Maui Cluster Scheduler is a job scheduler for use on clusters and supercomputers initially developed by Cluster Resources, Inc. Maui is capable of supporting multiple scheduling policies, dynamic priorities, reservations, and fairshare capabilities.

It improves the manageability and efficiency of machines ranging from clusters of a few processors to multi-teraflops supercomputers. Maui is available for use and modification for non-commercial usage.

==Development and support==
Maui was most heavily developed during the mid-90s. Development slowed into the 2000s, although an active community around the usage of Maui still exists. Its development was made possible by the support of Cluster Resources, Inc. (now Adaptive Computing) and the contributions of many individuals and sites including the U.S. Department of Energy, PNNL, the Center for High Performance Computing at the University of Utah (CHPC), Ohio Supercomputer Center (OSC), University of Southern California (USC), SDSC, MHPCC, BYU, NCSA, and many others. It may be downloaded, modified and redistributed.

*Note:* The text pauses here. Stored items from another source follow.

PR #536, opened 2023-06-08
Don't respond with pong when a pong message is received.

urjitbhatia:
Makes the server aligned with the WS RFC.

From: https://developer.mozilla.org/en-US/docs/Web/API/WebSockets_API/Writing_WebSocket_servers#pings_and_pongs_the_heartbeat_of_websockets

See: "You might also get a pong without ever sending a ping; ignore this if it happens."

Fette & Melnikov             Standards Track                   [Page 37]
RFC 6455                 The WebSocket Protocol            December 2011

   A Pong frame MAY be sent unsolicited.  This serves as a
   unidirectional heartbeat.  A response to an unsolicited Pong frame is
   not expected.

Ref: https://datatracker.ietf.org/doc/rfc6455

### DIFF
--- a/src/web_socket_connection.rs
+++ b/src/web_socket_connection.rs
@@ -104,7 +104,6 @@ impl StreamHandler<Result<ws::Message, ws::ProtocolError>> for MyWs {
             }
             Ok(ws::Message::Pong(msg)) => {
                 debug!("Pong message {:?}", msg);
-                ctx.pong(&msg)
             }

Maui Cluster Scheduler is currently maintained and supported by Adaptive Computing, Inc., although most new development has come to a standstill. A next-generation non-open-source scheduler is part of the Moab Cluster Suite and borrows many of the same concepts found in Maui. Maui's developers state that the licence satisfies some definitions of open-source software and that it is not available for commercial usage.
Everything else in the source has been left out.